> _The input_:
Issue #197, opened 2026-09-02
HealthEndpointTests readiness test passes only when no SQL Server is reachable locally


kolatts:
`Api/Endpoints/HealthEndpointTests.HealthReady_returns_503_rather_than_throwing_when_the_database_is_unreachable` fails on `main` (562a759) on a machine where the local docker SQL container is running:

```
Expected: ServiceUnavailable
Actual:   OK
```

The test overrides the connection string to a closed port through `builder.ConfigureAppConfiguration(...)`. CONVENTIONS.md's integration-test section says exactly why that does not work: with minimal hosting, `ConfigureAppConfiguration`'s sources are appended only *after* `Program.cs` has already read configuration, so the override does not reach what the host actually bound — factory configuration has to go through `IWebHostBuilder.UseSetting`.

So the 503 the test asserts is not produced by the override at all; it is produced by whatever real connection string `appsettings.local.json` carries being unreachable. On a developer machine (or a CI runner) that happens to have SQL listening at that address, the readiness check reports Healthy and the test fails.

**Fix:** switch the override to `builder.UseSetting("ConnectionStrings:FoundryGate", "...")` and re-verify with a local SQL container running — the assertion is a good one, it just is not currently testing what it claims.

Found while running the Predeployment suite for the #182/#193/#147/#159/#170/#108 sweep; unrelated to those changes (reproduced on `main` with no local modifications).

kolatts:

> _Task item_:
Your job is to write out the data exactly as it stands.

> _Response below_:
Issue #197, opened 2026-09-02
HealthEndpointTests readiness test passes only when no SQL Server is reachable locally


kolatts:
`Api/Endpoints/HealthEndpointTests.HealthReady_returns_503_rather_than_throwing_when_the_database_is_unreachable` fails on `main` (562a759) on a machine where the local docker SQL container is running:

```
Expected: ServiceUnavailable
Actual:   OK
```

The test overrides the connection string to a closed port through `builder.ConfigureAppConfiguration(...)`. CONVENTIONS.md's integration-test section says exactly why that does not work: with minimal hosting, `ConfigureAppConfiguration`'s sources are appended only *after* `Program.cs` has already read configuration, so the override does not reach what the host actually bound — factory configuration has to go through `IWebHostBuilder.UseSetting`.

So the 503 the test asserts is not produced by the override at all; it is produced by whatever real connection string `appsettings.local.json` carries being unreachable. On a developer machine (or a CI runner) that happens to have SQL listening at that address, the readiness check reports Healthy and the test fails.

**Fix:** switch the override to `builder.UseSetting("ConnectionStrings:FoundryGate", "...")` and re-verify with a local SQL container running — the assertion is a good one, it just is not currently testing what it claims.

Found while running the Predeployment suite for the #182/#193/#147/#159/#170/#108 sweep; unrelated to those changes (reproduced on `main` with no local modifications).

kolatts:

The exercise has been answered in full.